Bearing Remaining Life Prediction Method Based on Wavelet Transform Denoising and Feature Preservation CycleGAN under Unbalanced Samples

Abstract

With the rapid development of industrialization today, mechanical equipment has undergone significant development and progress in terms of type and quality. Rolling bearings are the key components of mechanical transmission and the most vulnerable mechanical components. Only 10% of rolling bearings can operate as designed. Exploring more scientific and reasonable test methods to predict the remaining service life of rolling bearings can not only reduce operating costs, but also prevent accidents. Life prediction models can be divided into three categories: statistical models, dynamic models, and data-driven prediction models. The existing life prediction models based on statistics, dynamics, etc. continue to increase the workload and difficulty of life prediction in the case of increasingly complex, time-consuming and labor-intensive mechanical equipment. With the rapid development of information technology, industrial process data collection has become efficient and convenient, providing sufficient data resources for data-driven intelligent life prediction technology, and gradually showing great development potential.

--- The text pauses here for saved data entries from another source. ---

Issue #421, opened 2022-03-23
Allow disabling securityContext


fraxachun:
### Preflight checklist

- [X] I could not find a solution in the existing issues, docs, nor discussions.
- [X] I agree to follow this project's [Code of Conduct](https://github.com/ory/k8s/blob/master/CODE_OF_CONDUCT.md).
- [X] I have read and am following this repository's [Contribution Guidelines](https://github.com/ory/k8s/blob/master/CONTRIBUTING.md).
- [X] This issue affects my [Ory Cloud](https://www.ory.sh/) project.
- [X] I have joined the [Ory Community Slack](https://slack.ory.sh).
- [X] I am signed up to the [Ory Security Patch Newsletter](https://ory.us10.list-manage.com/subscribe?u=ffb1a878e4ec6c0ed312a3480&id=f605a41b53).

### Describe your problem

In some environments (e.g. OpenShift) you might want not to set the securityContext. Due to this behaviour of helm (https://github.com/helm/helm/issues/9136) it is not possible to unset the securityContext via own values. Also workarounds like setting the securityContext to false don't work.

The remaining life prediction mainly includes two key parts: the feature extraction of bearing vibration data and the construction of life prediction model. Therefore, this paper takes the rolling bearing as the research object, and carries out the remaining life prediction research from the two directions of feature extraction and prediction model construction. In the bearing operation monitoring data, the proportion of the fault data relative to the normal operation data is very small, forming a typical data imbalance phenomenon, and the traditional life prediction is not ideal when dealing with such data. In this paper, a secondary filtering method combining wavelet transform and parameter adaptive variational modal decomposition is used to preprocess the data and enhance the features; and fully consider the influence of unbalanced cluster data, a life prediction based on CycleGAN is proposed. The high amplitude information of the bearing fault signal is retained, and a large number of fault data samples are generated, which improves the accuracy of the bearing remaining life prediction. prediction model.